303 Ga. 881
Ga.2018Background
- Ryan L. McGouirk was charged in 2016 with multiple violent offenses (including child molestation and arson) and released on bond.
- McGouirk filed special pleas of mental incompetence; the department evaluator found him currently incompetent and recommended outpatient restoration, not hospitalization.
- OCGA § 17-7-130(c) required that defendants found incompetent who are accused of "violent offenses" be transferred to the physical custody of the Department of Behavioral Health and Developmental Disabilities for evaluation, with inpatient custody mandatory unless the offense is nonviolent.
- The trial court ordered McGouirk committed to inpatient custody for competency restoration under OCGA § 17-7-130(c); McGouirk sought review arguing due process and equal protection violations and requesting outpatient services.
- This Court had recently decided Carr v.
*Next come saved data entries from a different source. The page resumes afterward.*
PR #636, opened 2026-09-04
release: add trusted maintenance line policy

ajroetker:
## Summary

- add a controller-owned release-line map (`0.2 -> v0.2.x`, `0.3 -> main`) and derive source refs exclusively from canonical tags
- replace direct tag-triggered builds with an approved main-owned release-cut workflow that snapshots the selected branch tip, writes an immutable request, and creates the annotated tag last
- carry release line, source ref, and validated ref head through schema-v5 build/promotion provenance while retaining schema-v4 recovery compatibility
- codify main/v*.x branch protection and immutable v* tag rulesets, audit them at privileged release/GC entry points, and enable CI on maintenance PRs
- document the backport-only maintenance lifecycle once main advances to 0.3

## Verification

- `scripts/release/test.sh` (10 packaging tests, 111 release tests)
- `actionlint` on all changed workflows
- `scripts/release/validate_workflow_actions.py`
- `git diff --check`

## Rollout after merge

1. Synchronize this final pre-0.3 main state into `v0.2.x`, so the maintenance branch has the CI trigger/support contract.
2. Apply `scripts/release/github_environment.py` to create the protected `release-cut` environment.
3. Apply `scripts/release/github_rulesets.py` to protect `main`, `v*.x`, and `v*` tags.
4. Cut subsequent releases with `gh workflow run antfly-release-build.yml --ref main -f tag=v0.2.1-rc.N`.

The live ruleset audit currently reports both managed rulesets as missing; this is intentional until the introducing PR and final maintenance-branch synchronization are merged.

### DIFF
--- a/.github/workflows/antfly-artifact-build.yml
+++ b/.github/workflows/antfly-artifact-build.yml
@@ -86,12 +86,16 @@ jobs:
           [[ "$SOURCE_REF_HEAD" =~ ^[0-9a-f]{40}$ ]]
           if [ "$RELEASE_CHANNEL" = nightly ]; then
             resolved="$(python scripts/release/release_lines.py nightly)"
+            test "$RELEASE_LINE" = "$(jq -r .release_line <<<"$resolved")"
+            test "$SOURCE_REF" = "$(jq -r .source_ref <<<"$resolved")"
           else
-            resolved="$(python scripts/release/release_lines.py resolve --tag "$RELEASE_TAG")"
+            python scripts/release/release_lines.py verify-provenance \
+              --tag "$RELEASE_TAG" \
+              --release-line "$RELEASE_LINE" \
+              --source-ref "$SOURCE_REF" \
+              --allow-closed >/dev/null
             test "$SOURCE_COMMIT" = "$SOURCE_REF_HEAD"
           fi
-          test "$RELEASE_LINE" = "$(jq -r .release_line <<<"$resolved")"
-          test "$SOURCE_REF" = "$(jq -r .source_ref <<<"$resolved")"
           git fetch --no-tags origin "$SOURCE_REF"
           current_source_head="$(git rev-parse FETCH_HEAD)"
           git merge-base --is-ancestor "$SOURCE_REF_HEAD" "$current_source_head"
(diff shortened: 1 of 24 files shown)


ajroetker:
Post-merge rollout/status update

#636 merged as `a17c806e`, was reverted by #638 as `be5f5f4d`, and #639 is currently open as the revert-revert while we revisit the design.

No rollout steps from this PR were applied before the revert:

- `v0.2.x` remains at `bb8a284d` and does not contain #636.
- The `release-cut` environment does not exist.
- The repository currently has no rulesets.
- Neither `main` nor `v0.2.x` currently has branch protection.
- No release tags were changed as part of this rollout.

For the current phase, `main` still owns the 0.2 line. We do not need a `0.2 -> v0.2.x` mapping yet; `0.2 -> main` preserves current behavior. The handoff only becomes necessary when `main` moves to 0.3.

Smaller proposed design

1. Keep the existing manually pushed `v*` tag request workflow. Do not add a release-cut environment or a workflow that creates tags.
2. Change only the default-branch release controller so it derives the trusted source branch from the tag release line.
3. Configure `0.2 -> main` now. At the 0.3 version bump, change that to `0.2 -> v0.2.x` and add `0.3 -> main`.
4. Require the tag commit to equal the selected branch tip and carry that selected ref/head through provenance.
5. Keep privileged build/promotion policy loaded from `main`; do not let a maintenance-branch workflow self-authorize a release.

This cannot be implemented only in `v0.2.x` while retaining the current trust boundary: the `workflow_run` controller and privileged policy are loaded from the default branch. The narrow fix belongs in the main-owned controller, while the release source may come from `v0.2.x` after handoff.

Green CI enforcement is separate from release-line ownership. We can protect against branch deletion and force-pushes, and optionally require PRs/reviews, without adding `required_status_checks`. GitHub settings can be changed directly and do not intrinsically require a PR; a small separate PR is useful only if we want the desired ruleset recorded and auditable in the repository.

Recommendation: do not merge #639 as-is. Replace it with the smaller controller-only release-line change, and handle branch/tag protection policy separately after agreeing on enforcement.

PR #689, opened 2026-09-09
fix(inference): align operator CLI and runtime model configuration

bpopadiuk:
## Summary

Fix standalone inference configuration so the operator can recover v0.2.1 deployments independently of a runtime release and use the same generated command with the next main-based runtime.

Previously, model pulls wrote to `/models`, but `antfly inference run --config` in v0.2.1 ignored the configured model directory and preload list. Successful downloads could therefore leave inference permanently unready.

## Operator compatibility

- Resolve nested-over-flat overrides, defaults, model kinds, and artifact references before generating JSON and CLI arguments. Explicit empty preload lists and zero/unbounded model limits are preserved.
- Pass v0.2.1-supported model flags, including explicitly configured `--ml-dir`. Pullers, the inference server, and shared model mounts use the same resolved model directory. Argument changes participate in the existing rollout hash.
- Emit legacy-compatible JSON: move nested model fields to the flat standalone spelling, remove an emptied `inference` object, and retain other nested settings with the legacy schema's required client URL field. Keep admission settings and per-model policies.
- Treat empty/null optional backend, format, and quantization fields as unspecified in both outputs.
- Require recognized task hints for generated eager preloads, including the default loading strategy and per-model eager overrides. Missing hints no longer silently classify embedding models as generators. Users can instead supply an explicit `spec.config.preload` kind or use lazy/bounded discovery.
- Report invalid runtime configuration through `ConfigurationValid=False` and the degraded pool phase before creating/updating workloads. Revalidate unchanged generations on operator upgrades; correcting the task hint restores reconciliation.

## Runtime configuration

- Read `models_dir`, `ml_dir`, `max_loaded_models`, and `preload` from flat or nested `--config`, with nested fields winning individually and no remote `api_url` required.
- CLI flags override config regardless of argument order. CLI preloads select the list; exact kind/reference/backend matches retain config-only residency and memory policies. Ambiguous duplicate matches are rejected.
- Normalize format/quantization preferences into the model reference used for resolution, preserving artifact tags and rejecting conflicting selections. Reuse the raw preload parser and fix cleanup of partially parsed entries.

## Validation

- Full operator tests pass with Kubernetes envtest, along with `go build ./...`, `make lint` (zero issues), workflow `actionlint`, and `git diff --check`.
- Twelve identical reconciler-generated CPU contract scenarios pass against both v0.2.1 and the freshly built PR runtime (18 seconds and 21 seconds locally). They cover eager/lazy loading, missing task hints with an explicit eager kind, empty/null optional fields, nested overrides, tagged GGUF models, omitted config kinds, and a missing-directory negative control. Tests require warming/readiness and real finite, nonzero embeddings.
- The same Go contract is wired against the freshly built candidate in inference E2E CI. Operator-only changes trigger candidate E2E. A separate Python suite covers config-only startup and CLI precedence.
- Focused runtime/config tests cover model identity and policy matching, precedence, tagged references, malformed settings, and allocation cleanup.

## Release scope

The operator can ship separately for v0.2.1; config-only per-model policies require the new runtime. Automatic eager-kind detection from downloaded metadata remains a future runtime capability. Existing eager pools without recognized task hints need `tasks` or an explicit preload kind.

This does not add standalone config support for other settings such as `keep_alive_ms`. CPU process tests do not replace container, live Kubernetes, or GPU/A4B validation. No live deployment is included.

### DIFF
--- a/.github/workflows/antfly-operator-go.yml
+++ b/.github/workflows/antfly-operator-go.yml
@@ -97,7 +97,7 @@ jobs:
           tar -xzf "${runtime_dir}/${archive}" -C "$runtime_dir"
           ANTFLY_RUNTIME_BIN="${runtime_dir}/antfly" GOWORK=off go test \
             -tags runtimeintegration ./controllers/inference \
-            -run '^TestInferenceRuntimeContract$' -count=1 -v -timeout=15m
+            -run '^TestInferenceRuntimeContract$' -count=1 -v -timeout=20m
 
       - name: Run lint
         run: make lint
--- a/.github/workflows/antfly-operator-go.yml
+++ b/.github/workflows/antfly-operator-go.yml
@@ -41,6 +41,7 @@ env:
 jobs:
   test:
     runs-on: arc-antfly-standard
+    timeout-minutes: 30
     defaults:
       run:
         working-directory: go/pkg/operator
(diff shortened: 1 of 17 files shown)


.github/workflows/antfly-operator-go.yml
```diff
@@ -77,6 +78,27 @@ jobs:
       - name: Run tests
         run: make test
 
+      # This is a required step, not an env-gated unit test: execute the
+      # reconciler's generated command against the supported release on CPU.
+      # Update the version AND checksum when advancing the runtime baseline.
+      - name: Test generated inference command against released runtime
```
ajroetker, line 84: hmm maybe this should be in the zig e2e tests? so main also works

dovinmu (approved):

PR #778, opened 2026-09-17
graph agent queries

huckleberryseed:
This adds a new graph query type `graph_agent`. This type of query allows an agent to walk a path along the graph, beginning at some arbitrary starting node. We feed the data from that node as instructions to our agent along with our query. At each step the agent chooses the next best node to path to, accumulating additional instructions and data from the next node in its path.

Queries are structured like this:
```
{
  "full_text_search": {
    "query": "<natural-language starting search>"
  },
  "graph_queries": {
    "<query-name>": {
      "index": "<graph-index-name>",
      "graph_agent": {
        "start": {
          "result_ref": "$query_results",
          "limit": 1
        },
        "query": "<user request>",
        "instruction_field": "<document field containing node instructions>",
        "max_steps": 4,
        "neighbor_limit": 8,
        "instruction": "<general rules for how the agent should reason and respond>",
        "generator": {
          "provider": "<provider>",
          "model": "<provider-model-id>",
          "api_key": "${secret:<secret-name>}",
          "temperature": 0,
          "max_tokens": 160
        },
        "include_trace": true
      }
    }
  },
  "limit": 10
}
```

We perform any existing sort of antfly supported query to find a starting node. Once we determine that node, we begin executing down a path of connected nodes accumulating results and further instructions as we go.  

Responses look like this:
```
{
  "kind": "agent",
  "final_key": "<final-node-key>",
  "answer": "<final answer>",
  "steps": [
    {
      "from_key": "<starting-node>",
      "selected_key": "<second-node>",
      "model_output": "{\"done\":false,\"next_key\":\"<second-node>\",\"answer\":null}"
    },
    {
      "from_key": "<second-node>",
      "selected_key": "<third-node>",
      "model_output": "{\"done\":false,\"next_key\":\"<third-node>\",\"answer\":null}"
    },
    {
      "from_key": "<third-node>",
      "selected_key": null,
      "model_output": "{\"done\":true,\"next_key\":null,\"answer\":\"<final answer>\"}"
    }
  ]
}
```

We get a full execution chain of the path taken and intermediate results for each turn.


ajroetker:
[codex]

I recommend handling model-directed graph navigation in the agents API as a retrieval strategy, and addressing the issues below before merging.

Reviewed commit `13f8068d66967438cd88e335a72a18daca19e259`. This is a static review; tests were not run.

The overlap with retrieval's tree search is substantial, but the policies differ: existing tree retrieval translates navigation into canonical graph traversals, ranks branches, and expands promising branches while accumulating evidence. This PR calls a model at each node to select one neighbor and optionally interpret node fields as instructions. That is a useful new policy, but it should share the existing agent orchestration rather than introduce a separate agent lifecycle inside the query HTTP handler.

Findings:

- **P1: Row-level authorization is bypassed.** `executePublicGraphAgentQuery` explicitly discards `row_filter_json`; node lookup and neighbor queries go directly through `source`. A user with table-read permission but restricted rows could have excluded documents sent to the model. The normal query handler injects those filters and attaches graph authorization. All start-node resolution, node reads, and neighbor reads need the same authorization context. [HTTP implementation](https://github.com/antflydb/antfly/blob/13f8068d66967438cd88e335a72a18daca19e259/zig/pkg/antfly/src/api/http_server.zig#L12045)
- **P1: The response does not match the query contract.** The handler returns the bare `{kind:"agent", ...}` object instead of placing it under the named `graph_results` entry in a query response. It collects `agent_name` but never uses it, and the PR does not add an agent variant to `GraphResult`. Typed clients and consumers expecting the normal query response cannot consume this as advertised. [Response construction](https://github.com/antflydb/antfly/blob/13f8068d66967438cd88e335a72a18daca19e259/zig/pkg/antfly/src/api/http_server.zig#L12150)
- **P2: Instructions and evidence do not accumulate.** Each generation receives only the original request, current document, and current neighbors. Previous node instructions, documents, and model outputs are not supplied to later decisions, contrary to the behavior described in the PR. A later node cannot reliably answer using information encountered earlier in the path. [Agent loop](https://github.com/antflydb/antfly/blob/13f8068d66967438cd88e335a72a18daca19e259/zig/pkg/antfly/src/api/graph_agent.zig#L210)
- **P2: `direction` and `edge_types` are accepted but ignored.** Neither is carried into the runner or its neighbor traversal, so requests can walk the wrong relationships. Forward these constraints into every neighbor query. [Neighbor construction](https://github.com/antflydb/antfly/blob/13f8068d66967438cd88e335a72a18daca19e259/zig/pkg/antfly/src/api/http_server.zig#L12081)

Recommended API and implementation direction:

1. Keep graph reads in the query API and put model-directed navigation in retrieval orchestration. Add an explicit graph-navigation configuration alongside `tree_search`, retaining its single-path policy and optional node instructions.
2. Execute node and neighbor reads through the existing authorized query path, preserving row filters and the request's security context.
3. Reuse the agent's iteration/context budgets, accumulated evidence, steps, usage reporting, and answer generation.
4. Share traversal helpers between tree search and graph navigation while keeping their selection policies distinct. Existing heuristic branch expansion and model-selected single-path navigation need not become the same algorithm.
5. Keep node instructions explicit opt-in behavior: following a stored workflow and retrieving document evidence have different semantics.

This preserves the useful new navigation capability while avoiding a second public agent lifecycle inside `graph_queries`.

ajroetker:
Thanks for the contributions! These have been great, I think this is a great feature and overlaps heavily with the /agents api that already exists and the retrieval agent endpoint specifically so I had codex go ahead and review the PR with some of that extra context. Let me know what you think! I can push up follow-up for these or PR to this branch or let you handle them :) if you haven't started on them tomorrow I can pick them up!

huckleberryseed:
I'm fine with it living under the `/agents` api. The main thing I'm wanting is the ability to treat data I'm getting at each node in the search as further instructions for the agent. Currently I can only accumulate additional information to answer the original query.

ajroetker:
[codex]

Your clarification—that data encountered at each node should become further instructions for the agent, rather than only additional evidence for the original question—is preserved in the implementation merged in #779.

The capability now lives at `/db/v1/agents/retrieval`, with navigation policy under `steps.retrieval.navigation`. For your single-path workflow, the configuration is:

```json
{
  "query_index": 0,
  "strategy": "graph",
  "selection": "agentic",
  "index": "workflow",
  "instruction": "Follow the workflow, applying instructions from each visited node.",
  "instruction_field": "instructions",
  "max_steps": 8
}
```

The ordinary query in `queries[0]` finds the starting node; an explicit `start_key` can select it directly. Each visited node's configured field is presented as an opted-in workflow instruction, so it can guide subsequent navigation and the answer. Earlier instructions and evidence remain in the same conversation through the final answer. The model chooses among offered connected neighbors, and every read retains the caller's filters and authorization. The enclosing retrieval agent supplies the generator, iteration/context budgets, and optional generation step.

A few boundaries to make explicit:

- `instruction_field` names a top-level string field; include it if the query uses a `fields` projection. Other document fields and unvisited neighbor documents remain evidence, not instructions.
- Node instructions can guide navigation and answer generation within the caller's permissions and budgets; they do not enable arbitrary external actions.
- Results use the retrieval agent's `hits`, navigation `steps`, and `generation`, rather than reproducing the original raw `model_output`/`final_key` response shape.
- Regression tests verify instruction delivery and retention with a mocked generator. A real-model workflow evaluation demonstrating behavior changes from later-node instructions remains a validation gap.

The related tree exploration capability uses `strategy: "tree"`; your workflow use case remains the distinct `graph` + `agentic` path.

See the [design document](https://github.com/antflydb/antfly/blob/main/docs/design/retrieval-navigation.md) and [request examples](https://github.com/antflydb/antfly/blob/main/docs/guides/graph-navigation.mdx).

Closing this PR as superseded by the now-merged #779. Thank you for contributing the original implementation and clarifying the instruction-driven workflow use case.

PR #780, opened 2026-09-17
docs: fix orphaned restart and readiness notes in quickstart

shindakun:
The model-install step told readers to restart the process without naming it. It now says restart `antfly standalone`, matching the same advice later on the page.

The index readiness note sat two sections before any index existed, and named a state that does not exist. It moves to the `index wait` step, and `queryable` becomes `queryable_partial`.


ajroetker:
Thanks @shindakun <3

Issue #181, opened 2026-06-06
v0.2.0-rc.2: embeddings backfill with missing model — ModelNotFound classified as non-retryable, no recovery on restart, but any new write heals it; POST /indexes over existing docs returns 500


markhayden:
Found during v0.2.0-rc.2 smoke testing. Verified against the official
  `antfly_0.2.0-rc.2_Darwin_arm64.tar.gz` release artifact (`antfly 0.2.0-rc.2 (zig runtime)`),
  single-node `swarm` mode, darwin-arm64, auth off, clean data dir, **empty models dir**.
  Part of a series: #TBD (create-time schema), #TBD (FTS `_all`), #TBD (CLIP pull), #TBD (dimension docs).

  Setup: managed dense index
  `{"name":"emb","type":"embeddings","field":"title","dimension":384,"embedder":{"provider":"antfly","model":"BAAI/bge-small-en-v1.5"}}`
  with the model not on disk.

  ## Observed behavior

  1. **Index created together with the table, then insert a doc** →
     `backfill_state: "failed"`, `error_count: 1`, `retryable_error_count: 0`,
     `fatal_error_count: 1`. Log: `enrichment worker failed: ModelNotFound`.
     No attempt to lazy-download from HuggingFace. (Lazy *load from disk* works fine — the first
     use after a pull logs `selected backend metal for <models-dir>/BAAI/bge-small-en-v1.5`.)

  2. **After `antfly inference pull BAAI/bge-small-en-v1.5`:**
     - passive wait → stays `failed`
     - **full server restart → stays `failed`** (failed backfill is not retried on open)
     - **one new batch write → `failed` → `ready`**, and the *previously failed* documents are
       embedded too: `total_indexed` covers all docs, and `semantic_search` returns the doc that
       was written while the model was missing.

  3. **Different creation path, harder failure:** adding the same index to a table that already
     has documents (`POST /db/v1/tables/{t}/indexes/emb`) with the model missing →
     `500 index create failed`, and the index is **not created at all** (synchronous backfill
     failure aborts index creation rather than leaving a failed-but-existing index).

  ## Why this seems wrong

  The write-path heal proves `ModelNotFound` is retryable — the failed work is fully recoverable
  in-process once the model exists — yet it's counted in `fatal_error_count` with
  `retryable_error_count: 0`, and nothing retries it without user traffic. Operators who pull the
  missing model and then check index status (or restart the node) see a permanently-failed index
[...]

PR #785, opened 2026-09-17
fix(antfarm): expire the connections cache so pulled models appear

timkaye11:
## Problem

Antfarm's connections cache stored no timestamp, and the mount effect returned
early whenever an entry existed — so the expanded model inventory was fetched
once per page load and never again. A model installed with `antfly inference
pull` stayed invisible in the dashboard until a full browser reload.

The server was never at fault. Model listing (`server.zig:18605`) and
resolution (`server.zig:9374`) each build a fresh `ModelRegistry` and walk the
models directory per request, and `ModelRegistry` holds no cache — a pulled
model is servable immediately. That is why restarting `antfly standalone`
appeared to help: the page reload that came with it cleared the browser-side
cache.

Affected surfaces: every model dropdown and index form — `ModelsPage`,
`ConnectionsPage`, `IndexForm`, `GeneratorSelector`, `use-inference-registry`,
and the ten playground pages.

## Fix

A 30s cache window with background revalidation while a model view is open:

- Background refreshes never set the loading or error state, so the page no
  longer drops to a skeleton, and a failed revalidation keeps the last good
  inventory instead of showing a full-page error.
- State seeds from a cached entry regardless of age (stale-while-revalidate),
  so a remount renders the previous list instead of blanking.
- Cache writes broadcast to every consumer of the key, and a tick whose entry
  is still fresh does no work: N mounted widgets cost one request per window
  rather than N, cannot disagree about which models exist, and all recover
  together from a transient failure.
- The poll does not force a refetch. Forcing bypasses the server-side cache
  that keeps dashboards off remote provider listing APIs; only an explicit
  Retry does that.
- A forced refresh is authoritative and is never overwritten by a concurrent
  cache-backed read, which would otherwise make Retry visibly do nothing.

## Docs

The quickstart, inference, and multimodal guides blamed the running process and
told readers to restart `antfly standalone`. That advice has no mechanism
behind it, and in the one real failure in this area (#181) a full server
restart explicitly left the failure in place while a single write healed it.
Replaced with what actually happens.

Note this rewords the Callouts added in #780.

## Testing

- 12 new tests, 19 total in the hook suite.
- Every guard is mutation-verified: reverting any one of them individually
  makes tests fail.
- The bug reproduces on `origin/main`: 6 of the new tests fail against its
  version of the hook.
- biome clean, `tsc --noEmit` 0 errors, quickstart doc validator and release
  scope pass.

State, holding that the automatic, crime-based inpatient-commitment requirement of OCGA § 17-7-130(c) violates due process when applied to defendants not otherwise lawfully detained; the Court applied Carr here.
Issues
| Issue | Plaintiff's Argument | Defendant's Argument | Held |
|---|---|---|---|
| Whether OCGA § 17-7-130(c)’s automatic inpatient custody requirement for defendants charged with violent offenses violates due process when applied to a defendant released on bond and found incompetent | McGouirk: automatic detention based solely on the charged violent offense violates due process and equal protection; court should permit outpatient evaluation | State: statute authorizes transfer to department custody for evaluation; applied here to require inpatient commitment | Court: Followed Carr — statute as applied to similarly situated defendants is unconstitutional without an individualized determination; reversed the mandatory inpatient order and vacated transfer to custody |
| What standard the trial court must use when ordering commitment for evaluation under OCGA § 17-7-130(c) | McGouirk: court must consider individualized evidence and may order outpatient services where appropriate | State: statute permits mandatory transfer for violent offenses (no individualized inquiry) | Court: Trial court must make an individualized determination whether confinement (inpatient) reasonably advances the State’s evaluation purpose and may order outpatient evaluation if inpatient is not reasonably related |
Key Cases Cited
- Carr v. State, 303 Ga. 853 (2018) (held that OCGA § 17-7-130(c)’s automatic inpatient commitment for defendants charged with violent crimes violates due process when applied to those not otherwise lawfully detained and requires individualized determinations)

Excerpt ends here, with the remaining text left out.